Chief Jess said retirement is his way of moving on to the next chapter of his life. As of now he doesn’t have any major plans for retirement. “I just need some time to get back some balance in my life,” he said. “These are very demanding jobs and careers, which is why I am attracted to it. It’s what I liked about it, but it’s time to put a little bit more attention to family.”

He will be volunteering for the group Helping Paws. The group helps train service dogs for people.

Jess said he wanted to be an obedience trainer for a dog’s first year, but instead he will helping to continue training of the dogs while the main trainer is on vacation. “I get to care for the dogs and training them for a day up to a few weeks,” he added.

This is a way for Jess to “continue serving others.”
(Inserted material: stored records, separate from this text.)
PR #138, opened 2020-12-22
Un-nest nested functions

GaryJones:
Nested functions are generally a bad idea, especially when used within a constructor that will be called multiple times during tests.

This change un-nests the functions into their own methods, and updates the `add_*()` calls to be the correct callable.

### DIFF
--- a/wp-parsely.php
+++ b/wp-parsely.php
@@ -112,20 +112,7 @@ class Parsely {
 			array( $this, 'add_plugin_meta_links' )
 		);
 
-		/**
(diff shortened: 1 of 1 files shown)


hbbtstar:
hi @GaryJones!

Thanks for the PRs, and my apologies that we've been a bit late to the party here! I'll be taking a look at these this week and into next, I just didn't want you to think I'd forgotten about them.

GaryJones:
@hbbtstar - you're welcome, and thanks for the acknowledgement :-)

PR #145, opened 2020-12-22
Remove unnecessary local variable

GaryJones:
Assigning a value to a variable, and then returning the variable uses more memory than just returning the value.


GaryJones:
The changes in the test file here are made redundant with #148. If #148 is merged first, I can rebase this PR to remove the redundant changes.

PR #153, opened 2021-03-07
Tests: Refresh scaffolded plugin test files

GaryJones:
WP-CLI has improved the code that is generated from `wp scaffold plugin-tests --dir=wp-content/plugins/wp-parsely` so this is a refresh of some files. Without these, local running of integration tests was giving an error.


mikeyarce:
Tested this out locally and I can still run tests without problems.  I also tested the `skip-database-creation` parameter and it worked as expected!

mikeyarce (approved):

PR #162, opened 2021-03-20
Improve widget settings UI

### LINKED ISSUE #159: Refresh widget settings
Here's a screenshot of the existing widget settings, and includes the native Recent Posts widget above it:

Screenshot 2021-03-15 at 10 53 11

Some observations and suggestions on how the Parsely widget settings could be improved:

1. Add the `widefat` class to the Title input to make it wider.
2. Add some units to the "Published Within" label field - it's not clear if that means minutes, hours, days or something else.
3. Change the wording of "Number of entries to return ( Max 20 )" to "Number of posts to show (max 20):" so it more closely matches the wording from the native widget.
4. Remove the line-breaks between the short number fields and the labels.
5. Use nicer looking names for dropdown (use capitals, avoid underscores, etc.) and radio button visible values.
6. Remove `width: 70%` style from Image Source field, since it cuts off part of the text.
7. Put checkboxes before their labels, not after, remove the line-breaks, and remove trailing `:`.

After the changes, it would then look like:

Screenshot 2021-03-15 at 11 10 29

GaryJones:
Fixes a range of small accessibility and usability issues. See individual commits for more info.

Fixes #159.

With this PR, it now looks like:
Screenshot 2021-03-20 at 12 12 45

### DIFF
--- a/class-parsely-recommended-widget.php
+++ b/class-parsely-recommended-widget.php
@@ -242,29 +242,7 @@ class Parsely_Recommended_Widget extends WP_Widget {
 		$instance['img_src']             = $img_src;
 		$instance['display_author']      = $display_author;
 
-		$boost_params = array(
-			'views',
-			'mobile_views',
-			'tablet_views',
-			'desktop_views',
-			'visitors',
-			'visitors_new',
-			'visitors_returning',
-			'engaged_minutes',
-			'avg_engaged',
-			'avg_engaged_new',
-			'avg_engaged_returning',
-			'social_interactions',
-			'fb_interactions',
-			'tw_interactions',
-			'li_interactions',
-			'pi_interactions',
-			'social_referrals',
-			'fb_referrals',
-			'tw_referrals',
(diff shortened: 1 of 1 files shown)


GaryJones:
I'd disagree with it needing a Design Review for the small changes here - its simply bringing the fields up to consistency with core widgets, and core already has plenty of designers looking at things like this :-)

class-parsely-recommended-widget.php
```diff
@@ -352,6 +329,32 @@ public function update( $new_instance, $old_instance ) {
 		$instance['img_src']             = trim( $new_instance['img_src'] );
 		return $instance;
 	}
+
+	private function get_boost_params() {
```
jblz, line 333: These labels are so much more usable!

jblz (approved):
I left a note about a whitespace readability concern on a long line that got longer, but not a blocker.

Great improvements!

GaryJones:
Added the line break.

PR #163, opened 2021-03-20
Widget: Move registration outside of widget file

### LINKED ISSUE #157: Widget: class file should not also register the widget class
It's a [good practice](https://www.php-fig.org/psr/psr-1/#1-overview) to that files should either declare symbols (classes, functions, constants, etc.) or cause side-effects (e.g. generate output, change .ini settings, etc.) but should not do both.

As such, the widget class should be the only thing in that file - the [registering callback and `add_action()`](https://github.com/Parsely/wp-parsely/blob/269fd6a30520c29426e2e72295f6926e80730bf1/class-parsely-recommended-widget.php#L364-L368) call should be moved to a different file.

GaryJones:
Fixes #157.


jblz (approved):
tests well for me. 🚀

PR #165, opened 2021-03-28
Add LICENSE file

GaryJones:
This is GPL v2, though it is actually licensed under `GPL-2.0-or-later` (via the `readme.txt` file).

WordPress itself is also `GPL-2.0-or-later` but includes the GPL v2 license text, so this is following standard behaviour.


jblz (approved):
lgtm.

PR #166, opened 2021-03-28
Add .gitattributes file

GaryJones:
This reduces the files that are included in exports for Composer, or when using a GitHub action to push to WordPress.org SVN.

There is no need to include tests and other development files and directories in production releases.

(There are a few files included here that do not yet exist in the repo, but they will do shortly.)

### DIFF
--- a/.gitattributes
+++ b/.gitattributes
@@ -17,9 +17,11 @@
 
 # Files
 /.editorconfig       export-ignore
+/.eslintrc           export-ignore
 /.gitattributes      export-ignore
 /.gitignore          export-ignore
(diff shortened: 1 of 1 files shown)


jblz (approved):
lgtm.  Should we consider including the top-level png files in this list to keep plugin size down? They are only sourced in the readme.

GaryJones:
> Should we consider including the top-level png files in this list to keep plugin size down? They are only sourced in the readme.

No, because those screenshot files will be moved to the `.wordpress-org` directory which is already included in this `.gitattributes` file. See #186.

PR #171, opened 2021-03-28
PHP: Specify minimum version

GaryJones:
Can be used for highlighting incompatible syntax from newer versions of PHP, and let's users know what versions of PHP the plugin works on.


jblz (approved):
Tests fine for me on PHP 5.6, 7.3, & 7.4 👍

PR #2428, opened 2024-04-24
PCH Editor Sidebar: Update isDismissible in Notices

acicovic:
## Description
In this PR, we are removing unneeded `isDismissible: true` code from our `Notice`s (this property is set to `true` by default). We're also making a couple of notices dismissable, to be aligned with what we've already done in Smart Linking.

## Motivation and context
UX coherence, remove unneeded code.

## How has this been tested?
Manually tested that code behaves as expected.

## Summary by CodeRabbit

- **Refactor**
	- Removed the `isDismissible` property from notification components across various modules, streamlining user notifications and alerts.


src/content-helper/editor-sidebar/smart-linking/component.tsx
```diff
@@ -676,7 +674,6 @@ export const SmartLinkingPanel = ( {
 				{ error && (
 					<Notice
 						status="info"
-						isDismissible={ true }
 						onRemove={ () => setError( null ) }
```
vaurdan, line 677: Since we no longer can dismiss this notice, we can also remove the onRemove attribute, as it will not be used.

Rosemount Police Chief Eric Werner has been chosen to following in Jess’ footsteps as the new police chief. “Chief Werner is going to be an excellent chief,” Jess said. He added Werner would do well here and the organization will be in good hands.

“I value the people here,” Jess said. “Not only in the police department, the fire department and city hall. This city is so fortunate they really have a team working for them. We really have something special here. I will miss everybody.”

Chief Jess will be recognized for his 30-year career in law enforcement Friday, May 30, with a program at the Maple Grove Government Center.